Record set
- - - - -
PR #23, opened 2016-09-05
[8.0][ADD] connector_prestashop_catalog_manager

pedrobaeza:
# 
# Catalog Manager for Odoo PrestaShop Connector

This module is an extension for _connector_prestashop_. With it, you will be
able to manage your catalog directly from Odoo:
- Create/modify attributtes and values in Odoo and push then in PrestaShop.
- Create/modify products and push them in PrestaShop.
- Create/modify products variants and push them in PrestaShop (combinations).
- Create/modify category and push them in PrestaShop.
- Create/modify image and push then in PrestaShop.
# Known issues / Roadmap
- Tests.


pedrobaeza:
WIP until #22 is merged.

Relevant commit is https://github.com/OCA/connector-prestashop/pull/23/commits/823921952416e8a641b289a1f124b92b90197611

pedrobaeza:
cc @Tecnativa

simahawk:
@pedrobaeza looks like this module push product attrs as features instead of combination: is that correct? If yes, is there any plan to move to combination?

pedrobaeza:
No, this is working with standard PS combinations. Why do you say that?

simahawk:
@pedrobaeza sounds like we were looking in the wrong place... found the right code, sorry for the noise :S 
I will test really the whole thing in next days.

pedrobaeza:
And I'm merging also this one with the same logic. Now let's go for the version 9!

PR #24, opened 2016-09-13
[WIP][9.0] Migrate prestashop_connector

guewen:
Notes:
- I use https://github.com/guewen/odoo-prestashop-dev to setup the project with
  Prestashop + Odoo and the branches
- To run the tests, the additional eggs `vcrpy` and `freezegun` are required
  (already installed in the docker composition above)
- I use a development branch of Prestapyt that replaces `httplib2` by
  `requests` so we can record test fixtures with `vcrpy`. The branch is
  https://github.com/guewen/prestapyt/tree/use-requests and is already
  installed in the docker composition above

Still to do:
- [x] review the silent `try: except: pass` which seem questionable
- [x] use requests in prestapyt so we can use vrc.py for the tests (https://github.com/prestapyt/prestapyt/pull/37 should be merged and a new release of prestapyt published when we are confident with the changes)
- [ ] add tests (with vcr.py) (started)
- [x] investigate reason for the 'virtual' model `_import_stock_available` instead of using `prestashop.product.template` (no change)
- [ ] handle sale order states better according to odoo 9.0 changes: the 'done' state is meaningless for PrestaShop, but we'd want to know when an order is delivered and / or invoiced
- [x] port the last changes from the 8.0 version
- [x] import of refunds seems deeply broken
- [ ] every synchronization should be tested, reviewed and get a test suite
- [x] make a pass through the TODOs and FIXMEs
- [x] port the catalog manager module
- [ ] Add debug option for the API
- [ ] Add some matching options for taxes / product / partner
- [ ] kanban view for the backend (see woo-commerce)


flotho:
Hi @guewen , @pedrobaeza 

We're working with @gaelTorrecillas on @guewen  PR and have some functionnal questions to submit to you.
Our point is that we have multiple backends to synchronize to and that causes some difficult points when for example you have the same tax / barcode that already exists etc...
We would like to propose a generic method that will match if an object already exists regarding criteria that will be implemented for each specific object.
If the method match a record we would like to propose to bind this PS object to the existing Odoo Object for this specific backend. 
Do you approve this, do you consider it as useful, do you recommend to add an option for activating this behaviour?
Regards

guewen:
@flotho I think that the matching method will change from company to company. I'm not sure we can have generic matching methods, at least not for all the models (see the discussion on https://github.com/OCA/connector-magento/pull/219 for example).

For the implementation, it should just be a matter of setting an existing record in the `openerp_id` in the Mapper: https://github.com/OCA/connector-magento/pull/219/files

flotho:
Another question regarding tax.rule.
From your point of view, would it be useful to use the fiscal position to deal with country dependencies? Or is it better to let the object "outside" the odoo core?
regards

pedrobaeza:
The problem is that how PS handles taxes and how Odoo do it is too different. You will need to create a lot of intermediate objects to map equally all, and this will only serves for managing master data in Odoo and for nothing more.

guewen:
I'm fine with the fiscal positions

guewen:
> I'm fine with the fiscal positions

@pedrobaeza knows better than me about the complexity of mapping them, so listen to him :)

On the Magento connector, fiscal positions need to be created manually on Odoo to match the ones of Magento. That's not something you change often, so that's not a big deal. And the order cannot be confirmed if the tax amounts do not match.

flotho:
@guewen , regarding the matching in general, thanks for the tip, very usefull.
We would like to implement this on Tax / ProductProduct and maybe other objects in the future. Do you recommend to add options in the PS backend configuration ?
Regards

pedrobaeza:
Options would be good for flexibility obviously, but at least include match/not match boolean.

flotho:
@guewen, we would like you to add some tasks (@gaelTorrecillas will handle this):
- Add debug option for the API
- Add some matching options for taxes / product / partner

flotho:
@gaelTorrecillas, could you also have a look at this task : "port the last changes from the 8.0 version"
The principle is that @pedrobaeza made a lot of job regarding the v8 migration with dedicated features for some PS versions. have a look there https://github.com/OCA/connector-prestashop/pull/22

pedrobaeza:
You can also do a kanban view like the one that our OCA partner is doing in connector-woocommerce, which is great.

flotho:
@pedrobaeza, could you point out the resource , some images and also some explantions of the purpose of the Kanban view?
regards

pedrobaeza:
Look to this tweet: https://twitter.com/parthivpatel/status/769211777313746949 and you can ask @parthivgls for more details.

parthivgls:
@flotho it's more about creating a dashboard interface for the store, so that you can which quick actions needed.

pedrobaeza:
@parthivgls, I think we can create the generic backends view for all the connectors (from the main model), and let each module to overwrite template view and add elements with `t-if` conditions. You can see an example in Odoo itself with accounting dashboard, which starts from account.journal model to present totally different kanban elements if the journal is cash or bank or if the journal is for sale/purchase.

flotho:
@parthivgls , thanks for the explanation, really useful
@pedrobaeza , for sure a generic one could be really helpful

flotho:
@guewen , 1 more task to add please : 
- Add state on the backend and don't interact with it if it's not in production. @gaelTorrecillas will handle this

flotho:
@guewen , another task to add please : 
- Deal with default account_journal

pedrobaeza:
@flotho, please check last @parthivgls's tweet where you have a tip of how to do it: https://twitter.com/parthivpatel/status/776426743418716160

gaelTorrecillas:
hello,

@guewen thanks you for issue #25, I have an other question, I use your prestapyt, but it says this version isn't compatible with our version of prestashop 1.6.0.9, what is your version of prestashop used to test prestapyt in your deposit (ref : https://github.com/guewen/prestapyt/tree/use-requests)

'''
/usr/local/lib/python2.7/dist-packages/prestapyt/prestapyt.py:183: UserWarning: This library may not be compatible with this version of PrestaShop (1.6.0.9). Please upgrade/downgrade this library

guewen:
@gaelTorrecillas this is only a warning, which does not claim that it is not compatible but _might not be_. It means nobody thoroughly tested (or reported) the library with this version of PrestaShop. If you did and assert that it is compatible, a PR on prestapyt to increase the max. compatible version is welcome :)

gaelTorrecillas:
yes, tanks you @guewen , 
in fact, it works.
I works on debug, but I have a problem, I look for the cause

flotho:
Hi @guewen , you precise that you're using the product_multi_image module https://github.com/guewen/connector-prestashop/blob/9.0-migration-connector-prestashop/connector_prestashop/__openerp__.py#L17 from OCA, yet it seems to be available only via a PR that hasn't been merged : https://github.com/OCA/product-attribute/pull/161
Do you work with this PR ?
Thanks

flotho:
Hi @guewen , I proposed the PR https://github.com/guewen/connector-prestashop/pull/2 for matching the partners.

Additionnaly is there any other code on the account_payment_mode ?

regards

flotho:
@guewen , @pedrobaeza ,
I made this PR https://github.com/guewen/connector-prestashop/pull/2 to implements the matching on partners. The principle is fairly simple, you choose to match on partner and the code is browsing the PS fields available for this backend . Once you have chosen the field, the connector will search for the value of this field in the reference info of the partner in Odoo. I've tested it on a db with avout 500 customers and it works perfectly either for the partner and the adress. Any code review/merge would be appreciated so that my contribution won't still useless

regards

flotho:
@guewen , regarding payment mode, is it normal that there is no prestashop bindings in the common.py file?

flotho:
Hi @guewen , @pedrobaeza ,
Any chance to be reviewed on this :
- https://github.com/guewen/connector-prestashop/pull/2
- https://github.com/guewen/connector-prestashop/pull/3

simahawk:
@sergio-teruel this commit should fix the issue on `order_slip` for different versions https://github.com/OCA/connector-prestashop/pull/24/commits/d4065c1d34483b359cbf29fadbf3437a6cc7eaec

sergio-teruel:
@guewen I have a lot improvements as this fix
https://github.com/Tecnativa/connector-prestashop/blob/9.0-PR-connector_prestashop-SM/connector_prestashop/unit/binder.py#L42

And other modules...
Do I make a PR to @simahawk ??

guewen:
Thanks @sergio-teruel , I cherry-picked the last changes

guewen:
have you any idea on how to handle the order status with Odoo 9.0? ("handle sale order states better according to odoo 9.0 changes: the 'done' state is meaningless for PrestaShop, but we'd want to know when an order is delivered and / or invoiced")

@sergio-teruel @pedrobaeza @simahawk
- - - - -
Exercise aim
Write out every line in the data that holds the string "works".

Exercise output
in fact, it works.
I works on debug, but I have a problem, I look for the cause
I made this PR https://github.com/guewen/connector-prestashop/pull/2 to implements the matching on partners. The principle is fairly simple, you choose to match on partner and the code is browsing the PS fields available for this backend . Once you have chosen the field, the connector will search for the value of this field in the reference info of the partner in Odoo. I've tested it on a db with avout 500 customers and it works perfectly either for the partner and the adress. Any code review/merge would be appreciated so that my contribution won't still useless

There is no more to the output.